The Ekman boundary layer over orography: An analysis of vertical motion

Abstract

A model of the planetary boundary layer is used to determine the field of vertical motion over large-scale orography. This model represents Ekman boundary-layer dynamics modified by the inclusion of accelerations of the geostrophic wind under the geostrophic momentum approximation. The orography is represented by a circular mountain. The inviscid solution is provided by the sum of a constant translation and a steady, uniform potential vorticity, anticyclonic vortex. The boundary-layer solution vanishes on the mountain, but is matched to the inviscid solution as the top of the boundary layer is approached.

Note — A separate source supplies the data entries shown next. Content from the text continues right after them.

Issue #945, opened 2016-11-25
Event payload attributes on batch requests


leplatrem:
> This is a follow-up bug of #942

On batch requests, an event is sent for each (parent id / resource / action), and the list of objects is provided in `event.impacted_records`. But the content of `event.payload` makes very little sense in this context, and can lead to serious confusions:

```
>>> event.payload

{ 'action': 'update',
  'bucket_id': u'staging',
  'collection_id': u'gfx',
  'record_id': u'fd6a9531-af10-79a0-e645-4249218dbf4f',
  'resource_name': 'record',
  'timestamp': 1479999631700L,
  'uri': u'/buckets/staging/collections/gfx/records/fd6a9531-af10-79a0-e645-4249218dbf4f',
  'user_id': 'basicauth:cbd3731f18c97ebe1d31d9846b5f1b95cf8eeeae586e201277263434041e99d1'}
```

I propose that when there are more than one impacted object then we drop the `${resource_name}_id` and the `uri` keys.

Thoughts?

glasserc:
Would this mean that some events will have `${resource_name}_id` and `uri`, and others won't, depending on what request triggered them? That sounds bad to me -- I would rather drop them from all events, to have consistent events.

leplatrem:
We could remove `${resource_name}_id` and leave `uri` with the value of the plural endpoint for example.

gabisurita:
From what I've worked with this plugin, I couldn't understand why we need the `${resource_name}_id` fields. Couldn't we just use only `uri` all the times?

Natim:
For instance for attachment you need it to know on which record you want to assign the attachment to.

We can probably have helper that let us get this information from the URI but I like the idea of having them already there in the payload.

If event's are different ones I don't mind having a different payload because a plugin most of the time subscribe to one event at the time, so we won't need different event handling. Also if record_id is not present it probably means that you don't need it right?

glasserc:
Well, but are the events different ones? It seems like this proposal is to change `update` events to have certain fields if it was a batch request, and to lack those fields if it wasn't a batch request. Wouldn't a plugin want to subscribe to both of those cases, and handle them similarly?

leplatrem:
I think there is some confusion here. The problem concerns the events that have several impacted records.
[...]

PR #1671, opened 2018-06-01
Allow events to be raised on other resources

glasserc:
I was going to update the tests, but there aren't any for this module?

- (n/a) Add documentation.
- [x] Add tests.
- [x] Add a changelog entry.

### DIFF
--- a/CHANGELOG.rst
+++ b/CHANGELOG.rst
@@ -7,12 +7,22 @@ This document describes changes between each past release.
 9.3.0 (unreleased)
 ------------------
 
+**Breaking changes**
+
+- ``kinto.core.events.get_resource_events`` now returns a generator
+  rather than a list.
+
+
 **New features**
 
 - Include Python 3.7 support.
-- kinto.core.events now supports ``resource_name`` and
-  ``resource_data``. These are useful when emitting events from one
-  view "as though" they came from another view.
+- ``kinto.core.events.notify_resource_event`` now supports
+  ``resource_name`` and ``resource_data``. These are useful when
+  emitting events from one view "as though" they came from another
+  view.
+- Resource events can now trigger other resource events, which are
+  handled correctly. This might be handy if one resource wants to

The vertical velocity field at the top of the boundary layer is determined by integration of the continuity equation. The field of motion is largely determined by descent from above into the anticyclonic circulation, as in the classical Ekman model. Contributions that arise from the inclusion of accelerations are associated with boundary-layer advection and ageostrophic divergence that produce vorticity tendencies. Finally, the boundary-layer vertical motion is shown to be comparable in magnitude to the vertical motion forced by inviscid flow over the orography, although the distributions of each are significantly different. Effects of mountain asymmetry and a changing pressure field, that can be treated more fully by numerical model simulations, are not considered in the present study.